● Data to use
#####

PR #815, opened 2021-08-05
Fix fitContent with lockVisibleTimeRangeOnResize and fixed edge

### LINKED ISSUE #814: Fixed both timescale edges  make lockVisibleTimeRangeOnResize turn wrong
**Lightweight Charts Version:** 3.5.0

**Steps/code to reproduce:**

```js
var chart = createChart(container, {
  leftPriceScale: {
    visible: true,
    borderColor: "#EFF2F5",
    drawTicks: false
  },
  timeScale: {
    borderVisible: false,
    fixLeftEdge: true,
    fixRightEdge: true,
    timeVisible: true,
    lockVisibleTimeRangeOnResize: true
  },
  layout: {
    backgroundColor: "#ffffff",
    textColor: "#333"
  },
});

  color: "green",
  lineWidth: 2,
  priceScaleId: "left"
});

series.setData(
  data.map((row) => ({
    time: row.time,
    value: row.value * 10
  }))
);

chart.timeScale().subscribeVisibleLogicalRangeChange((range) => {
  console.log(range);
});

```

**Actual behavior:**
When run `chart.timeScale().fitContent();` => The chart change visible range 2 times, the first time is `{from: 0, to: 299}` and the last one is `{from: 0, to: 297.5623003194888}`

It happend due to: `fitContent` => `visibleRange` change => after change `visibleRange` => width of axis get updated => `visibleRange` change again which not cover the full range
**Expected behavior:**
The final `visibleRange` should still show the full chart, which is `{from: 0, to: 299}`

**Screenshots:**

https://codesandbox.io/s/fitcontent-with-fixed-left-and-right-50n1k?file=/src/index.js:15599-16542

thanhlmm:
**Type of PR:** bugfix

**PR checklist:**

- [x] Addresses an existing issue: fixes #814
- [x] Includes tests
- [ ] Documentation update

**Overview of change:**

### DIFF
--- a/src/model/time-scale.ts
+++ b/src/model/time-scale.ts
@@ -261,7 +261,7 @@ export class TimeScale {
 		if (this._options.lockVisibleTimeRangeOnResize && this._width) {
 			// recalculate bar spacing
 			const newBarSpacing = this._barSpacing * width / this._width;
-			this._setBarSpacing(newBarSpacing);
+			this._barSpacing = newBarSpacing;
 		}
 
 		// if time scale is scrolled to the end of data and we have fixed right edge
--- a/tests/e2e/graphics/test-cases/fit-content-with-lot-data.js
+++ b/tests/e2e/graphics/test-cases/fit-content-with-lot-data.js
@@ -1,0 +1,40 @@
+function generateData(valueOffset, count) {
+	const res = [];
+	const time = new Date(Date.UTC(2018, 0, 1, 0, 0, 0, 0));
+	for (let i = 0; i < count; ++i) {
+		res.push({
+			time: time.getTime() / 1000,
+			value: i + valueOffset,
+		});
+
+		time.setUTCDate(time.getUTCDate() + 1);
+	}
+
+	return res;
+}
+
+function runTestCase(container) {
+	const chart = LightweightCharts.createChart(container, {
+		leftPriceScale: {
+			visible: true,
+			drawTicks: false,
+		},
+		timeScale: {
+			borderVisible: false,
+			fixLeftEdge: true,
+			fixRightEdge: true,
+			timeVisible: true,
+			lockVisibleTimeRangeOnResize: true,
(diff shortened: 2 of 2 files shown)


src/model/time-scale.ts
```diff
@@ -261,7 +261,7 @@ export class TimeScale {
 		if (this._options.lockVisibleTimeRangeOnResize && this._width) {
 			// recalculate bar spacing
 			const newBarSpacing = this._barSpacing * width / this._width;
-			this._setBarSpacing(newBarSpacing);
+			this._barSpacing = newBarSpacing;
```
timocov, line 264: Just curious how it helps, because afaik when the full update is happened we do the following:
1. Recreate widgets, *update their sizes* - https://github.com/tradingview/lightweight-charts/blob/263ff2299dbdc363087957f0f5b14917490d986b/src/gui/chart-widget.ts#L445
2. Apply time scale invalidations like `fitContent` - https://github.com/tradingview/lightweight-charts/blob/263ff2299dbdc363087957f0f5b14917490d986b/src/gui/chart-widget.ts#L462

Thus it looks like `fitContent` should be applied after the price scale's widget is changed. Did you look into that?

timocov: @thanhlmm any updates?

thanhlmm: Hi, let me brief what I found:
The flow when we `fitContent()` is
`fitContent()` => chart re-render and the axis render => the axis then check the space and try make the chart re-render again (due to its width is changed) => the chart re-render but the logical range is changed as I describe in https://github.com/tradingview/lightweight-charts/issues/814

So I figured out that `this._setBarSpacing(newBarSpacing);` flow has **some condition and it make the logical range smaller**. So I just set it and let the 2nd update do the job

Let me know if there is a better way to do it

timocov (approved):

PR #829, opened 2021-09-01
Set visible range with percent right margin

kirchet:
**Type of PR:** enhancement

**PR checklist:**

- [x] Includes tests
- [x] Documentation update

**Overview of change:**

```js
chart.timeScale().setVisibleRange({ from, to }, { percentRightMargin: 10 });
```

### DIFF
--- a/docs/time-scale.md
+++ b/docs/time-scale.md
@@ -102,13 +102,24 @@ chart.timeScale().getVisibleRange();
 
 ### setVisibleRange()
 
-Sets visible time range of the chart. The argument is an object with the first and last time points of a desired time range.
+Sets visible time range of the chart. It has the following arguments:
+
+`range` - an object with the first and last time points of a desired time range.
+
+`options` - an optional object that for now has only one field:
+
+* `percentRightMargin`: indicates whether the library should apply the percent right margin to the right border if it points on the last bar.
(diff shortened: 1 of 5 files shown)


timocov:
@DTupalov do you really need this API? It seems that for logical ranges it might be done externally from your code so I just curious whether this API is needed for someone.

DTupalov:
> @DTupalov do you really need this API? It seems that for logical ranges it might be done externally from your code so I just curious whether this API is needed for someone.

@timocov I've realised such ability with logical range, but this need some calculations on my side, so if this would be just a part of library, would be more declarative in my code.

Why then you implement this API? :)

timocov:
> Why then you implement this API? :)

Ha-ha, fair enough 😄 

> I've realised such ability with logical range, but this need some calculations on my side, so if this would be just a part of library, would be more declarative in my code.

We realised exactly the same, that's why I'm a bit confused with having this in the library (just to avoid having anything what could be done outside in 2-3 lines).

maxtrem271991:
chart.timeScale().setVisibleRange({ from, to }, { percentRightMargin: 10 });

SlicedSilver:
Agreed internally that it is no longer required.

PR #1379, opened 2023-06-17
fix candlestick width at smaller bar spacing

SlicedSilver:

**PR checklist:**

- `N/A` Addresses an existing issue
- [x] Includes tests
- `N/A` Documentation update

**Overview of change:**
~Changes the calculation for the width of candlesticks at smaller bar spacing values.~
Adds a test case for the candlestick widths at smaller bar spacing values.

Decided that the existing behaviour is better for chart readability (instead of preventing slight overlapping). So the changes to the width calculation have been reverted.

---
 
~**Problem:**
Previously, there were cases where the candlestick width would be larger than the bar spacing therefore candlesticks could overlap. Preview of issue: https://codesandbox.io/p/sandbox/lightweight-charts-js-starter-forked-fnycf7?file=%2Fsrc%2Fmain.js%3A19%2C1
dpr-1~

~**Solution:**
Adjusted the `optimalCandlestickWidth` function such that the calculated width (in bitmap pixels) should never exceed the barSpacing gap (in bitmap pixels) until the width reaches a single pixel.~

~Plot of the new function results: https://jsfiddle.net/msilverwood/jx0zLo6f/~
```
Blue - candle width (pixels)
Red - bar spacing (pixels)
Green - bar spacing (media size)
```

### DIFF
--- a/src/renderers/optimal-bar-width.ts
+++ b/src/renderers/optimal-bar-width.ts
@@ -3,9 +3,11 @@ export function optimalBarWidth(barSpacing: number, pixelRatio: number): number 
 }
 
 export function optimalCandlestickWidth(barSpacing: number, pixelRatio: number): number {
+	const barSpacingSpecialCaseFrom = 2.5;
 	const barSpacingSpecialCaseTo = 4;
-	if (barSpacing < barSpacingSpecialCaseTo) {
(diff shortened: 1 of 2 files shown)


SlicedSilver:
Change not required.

#####

● Directions for this task
Set down every record above, word for word.

● Output of the task
PR #815, opened 2021-08-05
Fix fitContent with lockVisibleTimeRangeOnResize and fixed edge

### LINKED ISSUE #814: Fixed both timescale edges  make lockVisibleTimeRangeOnResize turn wrong
**Lightweight Charts Version:** 3.5.0

**Steps/code to reproduce:**

```js
var chart = createChart(container, {
  leftPriceScale: {
    visible: true,
    borderColor: "#EFF2F5",
    drawTicks: false
  },
  timeScale: {
    borderVisible: false,
    fixLeftEdge: true,
    fixRightEdge: true,
    timeVisible: true,
    lockVisibleTimeRangeOnResize: true
  },
  layout: {
    backgroundColor: "#ffffff",
    textColor: "#333"
  },
});

  color: "green",
  lineWidth: 2,
  priceScaleId: "left"
});

series.setData(
  data.map((row) => ({
    time: row.time,
    value: row.value * 10
  }))
);

chart.timeScale().subscribeVisibleLogicalRangeChange((range) => {
  console.log(range);
});

```

**Actual behavior:**
When run `chart.timeScale().fitContent();` => The chart change visible range 2 times, the first time is `{from: 0, to: 299}` and the last one is `{from: 0, to: 297.5623003194888}`

It happend due to: `fitContent` => `visibleRange` change => after change `visibleRange` => width of axis get updated => `visibleRange` change again which not cover the full range
**Expected behavior:**
The final `visibleRange` should still show the full chart, which is `{from: 0, to: 299}`

**Screenshots:**

https://codesandbox.io/s/fitcontent-with-fixed-left-and-right-50n1k?file=/src/index.js:15599-16542

thanhlmm:
**Type of PR:** bugfix

**PR checklist:**

- [x] Addresses an existing issue: fixes #814
- [x] Includes tests
- [ ] Documentation update

**Overview of change:**

### DIFF
--- a/src/model/time-scale.ts
+++ b/src/model/time-scale.ts
@@ -261,7 +261,7 @@ export class TimeScale {
 		if (this._options.lockVisibleTimeRangeOnResize && this._width) {
 			// recalculate bar spacing
 			const newBarSpacing = this._barSpacing * width / this._width;
-			this._setBarSpacing(newBarSpacing);
+			this._barSpacing = newBarSpacing;
 		}
 
 		// if time scale is scrolled to the end of data and we have fixed right edge
--- a/tests/e2e/graphics/test-cases/fit-content-with-lot-data.js
+++ b/tests/e2e/graphics/test-cases/fit-content-with-lot-data.js
@@ -1,0 +1,40 @@
+function generateData(valueOffset, count) {
+	const res = [];
+	const time = new Date(Date.UTC(2018, 0, 1, 0, 0, 0, 0));
+	for (let i = 0; i < count; ++i) {
+		res.push({
+			time: time.getTime() / 1000,
+			value: i + valueOffset,
+		});
+
+		time.setUTCDate(time.getUTCDate() + 1);
+	}
+
+	return res;
+}
+
+function runTestCase(container) {
+	const chart = LightweightCharts.createChart(container, {
+		leftPriceScale: {
+			visible: true,
+			drawTicks: false,
+		},
+		timeScale: {
+			borderVisible: false,
+			fixLeftEdge: true,
+			fixRightEdge: true,
+			timeVisible: true,
+			lockVisibleTimeRangeOnResize: true,
(diff shortened: 2 of 2 files shown)


src/model/time-scale.ts
```diff
@@ -261,7 +261,7 @@ export class TimeScale {
 		if (this._options.lockVisibleTimeRangeOnResize && this._width) {
 			// recalculate bar spacing
 			const newBarSpacing = this._barSpacing * width / this._width;
-			this._setBarSpacing(newBarSpacing);
+			this._barSpacing = newBarSpacing;
```
timocov, line 264: Just curious how it helps, because afaik when the full update is happened we do the following:
1. Recreate widgets, *update their sizes* - https://github.com/tradingview/lightweight-charts/blob/263ff2299dbdc363087957f0f5b14917490d986b/src/gui/chart-widget.ts#L445
2. Apply time scale invalidations like `fitContent` - https://github.com/tradingview/lightweight-charts/blob/263ff2299dbdc363087957f0f5b14917490d986b/src/gui/chart-widget.ts#L462

Thus it looks like `fitContent` should be applied after the price scale's widget is changed. Did you look into that?

timocov: @thanhlmm any updates?

thanhlmm: Hi, let me brief what I found:
The flow when we `fitContent()` is
`fitContent()` => chart re-render and the axis render => the axis then check the space and try make the chart re-render again (due to its width is changed) => the chart re-render but the logical range is changed as I describe in https://github.com/tradingview/lightweight-charts/issues/814

So I figured out that `this._setBarSpacing(newBarSpacing);` flow has **some condition and it make the logical range smaller**. So I just set it and let the 2nd update do the job

Let me know if there is a better way to do it

timocov (approved):

PR #829, opened 2021-09-01
Set visible range with percent right margin

kirchet:
**Type of PR:** enhancement

**PR checklist:**

- [x] Includes tests
- [x] Documentation update

**Overview of change:**

```js
chart.timeScale().setVisibleRange({ from, to }, { percentRightMargin: 10 });
```

### DIFF
--- a/docs/time-scale.md
+++ b/docs/time-scale.md
@@ -102,13 +102,24 @@ chart.timeScale().getVisibleRange();
 
 ### setVisibleRange()
 
-Sets visible time range of the chart. The argument is an object with the first and last time points of a desired time range.
+Sets visible time range of the chart. It has the following arguments:
+
+`range` - an object with the first and last time points of a desired time range.
+
+`options` - an optional object that for now has only one field:
+
+* `percentRightMargin`: indicates whether the library should apply the percent right margin to the right border if it points on the last bar.
(diff shortened: 1 of 5 files shown)


timocov:
@DTupalov do you really need this API? It seems that for logical ranges it might be done externally from your code so I just curious whether this API is needed for someone.

DTupalov:
> @DTupalov do you really need this API? It seems that for logical ranges it might be done externally from your code so I just curious whether this API is needed for someone.

@timocov I've realised such ability with logical range, but this need some calculations on my side, so if this would be just a part of library, would be more declarative in my code.

Why then you implement this API? :)

timocov:
> Why then you implement this API? :)

Ha-ha, fair enough 😄 

> I've realised such ability with logical range, but this need some calculations on my side, so if this would be just a part of library, would be more declarative in my code.

We realised exactly the same, that's why I'm a bit confused with having this in the library (just to avoid having anything what could be done outside in 2-3 lines).

maxtrem271991:
chart.timeScale().setVisibleRange({ from, to }, { percentRightMargin: 10 });

SlicedSilver:
Agreed internally that it is no longer required.

PR #1379, opened 2023-06-17
fix candlestick width at smaller bar spacing

SlicedSilver:

**PR checklist:**

- `N/A` Addresses an existing issue
- [x] Includes tests
- `N/A` Documentation update

**Overview of change:**
~Changes the calculation for the width of candlesticks at smaller bar spacing values.~
Adds a test case for the candlestick widths at smaller bar spacing values.

Decided that the existing behaviour is better for chart readability (instead of preventing slight overlapping). So the changes to the width calculation have been reverted.

---
 
~**Problem:**
Previously, there were cases where the candlestick width would be larger than the bar spacing therefore candlesticks could overlap. Preview of issue: https://codesandbox.io/p/sandbox/lightweight-charts-js-starter-forked-fnycf7?file=%2Fsrc%2Fmain.js%3A19%2C1
dpr-1~

~**Solution:**
Adjusted the `optimalCandlestickWidth` function such that the calculated width (in bitmap pixels) should never exceed the barSpacing gap (in bitmap pixels) until the width reaches a single pixel.~

~Plot of the new function results: https://jsfiddle.net/msilverwood/jx0zLo6f/~
```
Blue - candle width (pixels)
Red - bar spacing (pixels)
Green - bar spacing (media size)
```

### DIFF
--- a/src/renderers/optimal-bar-width.ts
+++ b/src/renderers/optimal-bar-width.ts
@@ -3,9 +3,11 @@ export function optimalBarWidth(barSpacing: number, pixelRatio: number): number 
 }
 
 export function optimalCandlestickWidth(barSpacing: number, pixelRatio: number): number {
+	const barSpacingSpecialCaseFrom = 2.5;
 	const barSpacingSpecialCaseTo = 4;
-	if (barSpacing < barSpacingSpecialCaseTo) {
(diff shortened: 1 of 2 files shown)


SlicedSilver:
Change not required.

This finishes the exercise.